**Records from a data source:**
PR #55, opened 2019-09-16
Add more verbose messages for test failures

maelk:
Prints the variables if the test fails

### DIFF
--- a/lib/common.sh
+++ b/lib/common.sh
@@ -195,7 +195,11 @@ process_status(){
 # - second input to compare
 #
 equals(){
-  [[ "${1}" == "${2}" ]]; process_status "$?"
+  [[ "${1}" == "${2}" ]]; RET_CODE="$?"
+  if ! process_status "$RET_CODE" ; then
+    echo "       expected ${2}, got ${1}"
+  fi
+  return $RET_CODE
 }
 
 #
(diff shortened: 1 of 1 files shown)


lib/common.sh
```diff
@@ -196,6 +196,11 @@ process_status(){
 #
 equals(){
   [[ "${1}" == "${2}" ]]; process_status "$?"
+  RET_CODE="$?"
```
hardys: Since you're not using RESULT_STR, would it be cleaner to just not use process_status here and do something like:

```
equals(){
  if [[ "${1}" != "${2}" ]]; then
    echo "ERROR: expected ${2}, got ${1}"
    FAILS=$((FAILS+1))
  fi
}
```

maelk: process_status is printing the RESULT_STR that is set before calling the equals function, so we either use process_status or we need to add RESULT_STR in the output.

hardys: Ok I see now - it still looks a bit weird, because RET_CODE is saving the return code from process_status, not the original return-code from the test, would it be clearer to do something like:

```
equals(){
  [[ "${1}" != "${2}" ]]; RET_CODE="$?
  if ! process_status $RET_CODE; then
    echo "        expected ${2}, got ${1}"
  fi
}
```

maelk: ok, I'll fix it. thank you

lib/common.sh
```diff
@@ -206,7 +210,11 @@ equals(){
 # - String to look for the substring in
 #
 is_in(){
-  [[ "${2}" == *"${1}"* ]]; process_status "$?"
+  [[ "${2}" == *"${1}"* ]]; RET_CODE="$?"
+  if ! process_status "$?" ; then
```
hardys: This needs to be process_status $RET_CODE, $? here will always be 0 because the RET_CODE assignment is never going to fail:

```
$ cat noexist
cat: noexist: No such file or directory
$ echo $?
1

$ cat noexist; FOO=$?
cat: noexist: No such file or directory
$ echo $?
0
```

maelk:
fixed, thank you @hardys !

PR #56, opened 2019-09-18
move minikube initialization to step 01

maelk:
this is to optimize CI runs where 01 requirements are baked in

### DIFF
--- a/01_prepare_host.sh
+++ b/01_prepare_host.sh
@@ -59,3 +59,23 @@ ANSIBLE_FORCE_COLOR=true ansible-playbook \
   -e "virthost=$HOSTNAME" \
   -i vm-setup/inventory.ini \
   -b -vvv vm-setup/install-package-playbook.yml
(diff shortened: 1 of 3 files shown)


russellb:
I appreciate the CI optimization.  It seems weird to have this in a script called "install requirements" though.  It seems to fit better with the stuff in the 2nd script.  Or we could rename script 1?

maelk:
For the CI, we are trying to bake in all the expensive download only steps in the image. We do not want to run the 2nd script as it does mostly setup that needs to be validated. Renaming seems then the best option. Maybe something like 01_prepare_host.sh ?

russellb:
`prepare_host` sounds good.

maelk:
@russellb  ok, Updated, and created https://github.com/metal3-io/metal3-io.github.io/pull/92 and https://github.com/Nordix/airship-dev-tools/pull/74

PR #59, opened 2019-09-23
Fix libvirt group issue for Minikube

maelk:
The move of Minikube broke the deployment since the user is not part of the libvirt group. This commit adds the user to libvirt group.

Note : We are adding the provisioning interface to Minikube before creating the provisioning network. Any attempt to start again Minikube before running the 02_xx script will fail.


russellb:
Love seeing both CI jobs passing :-)

PR #60, opened 2019-09-24
Prevent missing group issue with Minikube in CI

maelk:
When starting minikube in the same script as we add the user to
libvirt group, it fails. This runs the Minikube commands in a
new login shell, and adds sudo for virsh where needed

### DIFF
--- a/Makefile
+++ b/Makefile
@@ -15,7 +15,7 @@ verify:
 clean: delete_mgmt_cluster host_cleanup
 
 delete_mgmt_cluster:
-	minikube delete || true
+	sudo minikube delete || true
 
 host_cleanup:
 	./host_cleanup.sh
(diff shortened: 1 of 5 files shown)


maelk:
we cannot use newgrp, because that spawns a new shell. the script will not continue, even with exec. and minikube should not be started as root, so the best way we could come up with was using this "sudo su -l -c 'minikube start' ${USER}"

Makefile
```diff
@@ -15,7 +15,7 @@ verify:
 clean: delete_mgmt_cluster host_cleanup
 
 delete_mgmt_cluster:
-	minikube delete || true
+	sudo minikube delete || true
```
russellb: why not the `sudo su` approach on this one?

maelk: there is no need for it here, this can be run as sudo.

russellb: why does it need sudo at all, since we're still starting it as a regular user?

PR #62, opened 2019-09-25
Ensure clean before env setup

mkth1:


nordixinfra:

Makefile
```diff
@@ -1,4 +1,4 @@
-all: install_requirements configure_host launch_mgmt_cluster verify
+all: clean install_requirements configure_host launch_mgmt_cluster verify
```
hardys: I don't think this fits typical makefile usage, you'd always do e.g `make clean all` and just `make` could be run non-destructively in the case where something fails during the `make` process?

russellb: agreed - I'd suggest trying to detect an unclean environment in one of the scripts and giving a helpful message.

mkth1: @hardys the first approach was adding in the documentation to run make clean before consecutive make in case of error
https://github.com/metal3-io/metal3-io.github.io/pull/93/files

@russellb I did think about the script and helpful message but the script to detect error and giving helpful message would be more efficient if we would have more than one message to display, in our case it is always make clean if the we get error with make?

hardys: My point is that as a developer you might in some cases not want to `make clean` in the case of error.

Also for anyone who's used `make` in the context of software development this behaviour is probably unexpected, so personally I'd prefer to just document running `make clean` explicitly.

hardys: What is the specific problem you're trying to solve here, is there a script which fails when re-running?  Can we fix that so it's idempotent perhaps?

hardys:
@mkth1 how would you like to proceed with this one?  If you can describe the issues which prompted this change perhaps we can solve them in a different way and/or more clearly document that `make clean all` should be used in unclean environments?

As previously mentioned I think combining the `clean` target with the default `all` target is probably not what most users would expect, also ref https://www.gnu.org/prep/standards/html_node/Standard-Targets.html#Standard-Targets so perhaps we should close this without merging and look at alternatives?

russellb:
I'm going to close this for now.  I do think making the scripts more resilient so that running make a second time doesn't fail without cleaning, or at least gives more helpful output other than just something like "provisioning interface already exists".

Maybe you could file a bug about the error you see and we can track there?

PR #71, opened 2019-10-02
Add interface check for Minikube

maelk:
Check if the interfaces exist before adding them instead of
checking if Minikube VM exists

### DIFF
--- a/01_prepare_host.sh
+++ b/01_prepare_host.sh
@@ -84,14 +84,19 @@ function init_minikube() {
     #If the vm exists, it has already been initialized
     if [[ "$(sudo virsh list --all)" != *"minikube"* ]]; then
       sudo su -l -c "minikube start" "$USER"
-      # The interface doesn't appear in the minikube VM with --live,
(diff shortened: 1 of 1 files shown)


01_prepare_host.sh
```diff
@@ -84,14 +84,19 @@ function init_minikube() {
...
-      # so just attach it and make it reboot. As long as the
-      # 02_configure_host.sh script does not run, the provisioning network does
-      # not exist. Attempting to start Minikube will fail until it is created.
+      sudo su -l -c "minikube stop" "$USER"
+    fi
+
+    # The interface doesn't appear in the minikube VM with --live,
+    # so just attach it and make it reboot. As long as the
+    # 02_configure_host.sh script does not run, the provisioning network does
+    # not exist. Attempting to start Minikube will fail until it is created.
```
russellb: I think this comment block should move down to before the `virsh attach-interface` command

maelk: fixed, thank you

PR #565, opened 2020-11-24
Couple of fixes related to #561

fmuyassarov:
This is related to https://github.com/metal3-io/metal3-dev-env/pull/561.
Fixes:
- run apt update before installing any Ubuntu packages
- export lib/network.sh so that `REGISTRY` variable is catched by the Ansible script and the value is added in daemon.json
- set python alternatives to python3 before running any python commands
- use systemd module of Ansible to reload docker daemon


fmuyassarov:
/hold
Until we investigate why REGISTRY variable is not populated in daemon.json file.

lib/network.sh
```diff
@@ -7,6 +7,16 @@
...
+
+# Set update-alternatives to python3
+if [[ ${OS_VERSION_ID} == "18.04" ]]; then
+  sudo update-alternatives --install /usr/bin/python python /usr/bin/python3.6 1
+elif [[ ${OS_VERSION_ID} == "20.04" ]];
+  sudo update-alternatives --install /usr/bin/python python /usr/bin/python3.8 1
+else
+  sudo alternatives --set python /usr/bin/python3
+fi
+
```
kashifest, line 19: These should not be here IMO. This is not related to networking and any installation should be a part of 01 or 02 not lib/ IMO

kashifest (changes requested):
Concern in line

lib/network.sh
fmuyassarov: Fixed.

smoshiur1237 (commented):
I think its in better shape now. I am testing the change is my VM and its working. Lets see the CI run. Looks good to me.

maelk (approved):

01_prepare_host.sh
```diff
@@ -12,13 +12,29 @@ if [[ $(id -u) == 0 ]]; then
 fi
 
 if [[ $OS == ubuntu ]]; then
+  sudo apt-get update
   sudo apt -y install python3-pip
+
+  # Set update-alternatives to python3
```
furkatgofurov7, line 18: There seems to be duplication, do we still need to keep the same configuration here?: https://github.com/metal3-io/metal3-dev-env/blob/deb9086f7e42c49a45265e58bc21e68b6f9f83be/vm-setup/roles/packages_installation/tasks/ubuntu_required_packages.yml#L42

fmuyassarov: Good catch, thanks. Fixed. I didn't remove the same thing from centos_install*.sh, because that will be done when moving centos_install* script to Ansible.

maelk (approved):
/lgtm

**Your assignment:**
Filter the records above down to the lines containing "daemon".

**Reply to the task:**
- export lib/network.sh so that `REGISTRY` variable is catched by the Ansible script and the value is added in daemon.json
- use systemd module of Ansible to reload docker daemon
Until we investigate why REGISTRY variable is not populated in daemon.json file.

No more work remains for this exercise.